Issue #397, opened 2013-11-05
Add stacked row charts


jefffriesen:
Nick said that doing this would probably be more than a renderlet could do. 

I would love this feature. Especially if you could choose between a regular row chart like this:
![screen shot 2013-11-05 at 2 19 41 pm](https://f.cloud.github.com/assets/445733/1477689/035503c8-4660-11e3-9b92-3cc74449bbad.png)

Or normalized (100%) row chart like this:
http://dimplejs.org/examples_viewer.html?id=bars_horizontal_stacked_100pct
![screen shot 2013-11-05 at 2 22 44 pm](https://f.cloud.github.com/assets/445733/1477717/7a37e30c-4660-11e3-9949-71372fe1bf98.png)

For reference, here is a normalized vertical bar chart from Mike Bostock:
http://bl.ocks.org/mbostock/3886394
![screen shot 2013-11-05 at 2 24 39 pm](https://f.cloud.github.com/assets/445733/1477749/b5fe5948-4660-11e3-93b2-5ad6bb184fa8.png)

carlthuringer:
@RohanHart :+1: Just integrated [your fork](https://github.com/RohanHart/dc.js) in a project that called for stacked row chart. Works flawlessly, compatible with the other charts we were building.

I would really like to see this integrated. Thanks for the hard work.

RohanHart:
Glad it worked for for you.  Hopefully being a year behind the master wasn't too painful.

flxfxp:
Any news on this? I'd love to have stacked row bars :)

jennakwon06:
Do you have an example or demo for the stacked row chart?

rusosnith:
bump! what happened to this?

gordonwoodhull:
Hi @rusosnith. It would be great to have this feature, but no one has contributed it. If you want to help, you could take a look at @RohanHart's fork and see how hard it would be to bring this feature into the dc.js library. Or I think there have been other attempts, but none resulted in a PR.

renauld94:
Hi @gordonwoodhull  is it still in developement?

gordonwoodhull:
Hi @renauld94. When I looked at @RohanHart's fork way back when, I wasn't able to piece apart the changes for this feature versus other changes he made. It has been a while but if anyone wants to figure this out, the contribution will be welcome!

rusosnith:
Damn. I got here again. To ask what happened to this. And then realize I had already asked the same thing 2 years ago

[...]

PR #1068, opened 2015-12-17
Paired row chart, again

gordonwoodhull:
This replaces #943, pulling just the relevant commits and updating for code standards. 

Also includes `rowChart.xAxisLabel` since the example depends on that. 

- [ ] add tests for `rowChart.xAxisLabel`


gordonwoodhull:
@ruhley, I don't think I got quite all of the formatting and code from your branch, as I just took the following commits so far:

  * Row Chart ```useRightYAxis``` (ba8bbc0e1d5d203ec39a39f9f99a0ee83d4597a2 / 217e294651961981a6959fa7ce30f21afe100fc7)
  * Paired Row Charts (137213b566ae39e5f646016c9f13e30b0f6385a1 / 1267f7a82d4b8280d102460e1e85126aaffd0a60 / 5494b449f95a183bbc8416aa01b7bbc37efcf460 / 8c5ed0de8ac914c934da497fbfc54d7c85caa22f / 7e71309853c6a664f9a6827d8b291c5c56bd1db1 / 58c93c1b3773fd4a7b455bbc09f2725eeec55aef)
  * Row chart ```xAxisLabel``` (c6e473bf359f069f5d4e6883d16f25827084a7a0 / a8d72ae8b8a2d0d4a4dce11b377f044365cd58fc / 289ae4600a53aa7a3396e9d95257264535fc5cfc / 27c03a48d9328673c632064aa7c784bfd6a1411a)
  * Getting grunt server to watch and compile the main css file (60353aa2eca1ec32174a7dedf6aec7c2a2cadef6)

ruhley:
@gordonwoodhull That looks great. Can't wait for some of this stuff to make it into the core library. :+1:

gordonwoodhull:
So the formatting is a little bit messed up:

image

I also couldn't figure it out from looking at the demo on your fork, because it has different formatting problems:

image
http://ruhley.github.io/dc.js/examples/paired-row.html

(note that [the row chart is completely faded out](http://ruhley.github.io/dc.js/examples/row.html), too) 

So it's kind of hard to do a fair comparison between #1053 and this one. I like the design and reuse of code better on this version, but maybe it's easier to get it right if it's just another chart with all the code duplicated. Anyway, I'm creating a special branch just to compare and merge the two, and will continue working on it.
--------
_Task directions_
In the listing above, reproduce the first line and each one after it through the line that contains "Or normalized (100%)".

_Output below_
Issue #397, opened 2013-11-05
Add stacked row charts


jefffriesen:
Nick said that doing this would probably be more than a renderlet could do. 

I would love this feature. Especially if you could choose between a regular row chart like this:
![screen shot 2013-11-05 at 2 19 41 pm](https://f.cloud.github.com/assets/445733/1477689/035503c8-4660-11e3-9b92-3cc74449bbad.png)

Or normalized (100%) row chart like this:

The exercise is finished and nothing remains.